Data extracted from a collection →
PR #892, opened 2021-09-10
Iss891

pbutti:
HotFix: Removed 2019 hardcoded survey constatns


normangraf:
How do these changes in the code affect the 2019 detectors? I would expect that if the hard-coded values were removed from the code that they would have to now appear in the compact.xml description of the 2019 detectors.

pbutti:
They break 2019 geometry. Yes, we can put these numbers as survey in the compact or as additional alignment corrections. They don't need to be hard coded in those classes

mholtrop:
Putting the numbers in the compact XML should be part of the merge, so that we don't break reprocessing of 2019 data. We're still far from done with 2019 :-(
I agree that these numbers should not have been hardcoded in the first place.

normangraf:
These changes to the code should remain on a dev branch until we can ensure backwards-compatibility with the 2019 detectors. If this really needs to get onto master right away then I would suggest renaming this version of HPSTracker2019GeometryDefinition.java to HPSTracker2021GeometryDefinition.java and modifying the 2021 compact.xml detector descriptions to instantiate that tracker.

pbutti:
The underlying structure of these classes is sub-optimal. Keep maintaining it is probably a wrong call. 
I'll do a dev-branch as you request. People that want to check 2021 should use then branch "Run2021" until this get resolved.

PR #897, opened 2022-02-08
Iss893: update Hodoscope reconstruction drivers to work for MC

tongtongcao:
Recently, it was found that hodoscope reconstruction drivers not to work for MC.
The drivers are developed to process data, and work well. However, there are several differences between data from Hodo evio reader and samples from MC reaout:
1) Output collection name is different
2) Cell ID is different
3) Detector element is not set for Hodo hits in MC readout, while it is set in Hodo evio reader.

The evio reader and MC readout were developed by different authors at different time. So format of output collections from them is not uniform. The issue has not been found before since we have not taken detailed analysis for MC recon Hodo samples.

With the updates, format of output collection from recon. drivers is uniform for data and MC. For ids of Hodo hits, the same logic is processed for MC as logic in Hodo evio reader. The logic is commented by Rafo in the Hodo evio reader:
        // ====================== Rafo =======================
        // Unlike to the ECal case, where each detector element is readout with a single channel
        // here for the hodoscope, there are detector elements (tiles) that are readout with two different channels
        // 
        // The code below, previously was assigning the hole value to 0, 
        // That way you would get an iD, which is ok for the detector element identification, howevere
        // This id is not correct, when one wants to knwo which PMT channel is actually this hit belongs to.
        // In particular during the recon, I was getting an error, that it can not find a cellID
        
        // Now as a possible solution (Possibly not the best solution), this method will return two IDs
        // The 1st one, is clauclulated taking into account the hit, while the 2nd one is calculated with 
        // the "hole=0" assumption.
        
        // Further depending on the intention, one can use ids.get(0) if one wants to check the hit ID, or ids.get(1), if onw
        // wants to identify the detector element.

Besides drivers, all related steering files for MC recon have been updated.

### DIFF
--- a/ecal-recon/src/main/java/org/hps/recon/ecal/HodoRawConverter.java
+++ b/ecal-recon/src/main/java/org/hps/recon/ecal/HodoRawConverter.java
@@ -2,12 +2,15 @@ package org.hps.recon.ecal;
 
 import org.lcsim.event.RawTrackerHit;
 import org.hps.conditions.hodoscope.HodoscopeConditions;
+import org.hps.conditions.hodoscope.HodoscopeChannel.GeometryId;
 import org.hps.conditions.hodoscope.HodoscopeChannel;
 import org.hps.conditions.hodoscope.HodoscopeChannelConstants;
+import org.lcsim.detector.identifier.IIdentifierHelper;
 import org.lcsim.event.CalorimeterHit;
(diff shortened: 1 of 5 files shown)


normangraf (approved):
Builds and all tests pass. Please proceed.

bloodyyugo (approved):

REQUIRED ACTION →
Would you please return all lines of the data that include the word "Rafo"?

FINISHED EXERCISE →
With the updates, format of output collection from recon. drivers is uniform for data and MC. For ids of Hodo hits, the same logic is processed for MC as logic in Hodo evio reader. The logic is commented by Rafo in the Hodo evio reader:
        // ====================== Rafo =======================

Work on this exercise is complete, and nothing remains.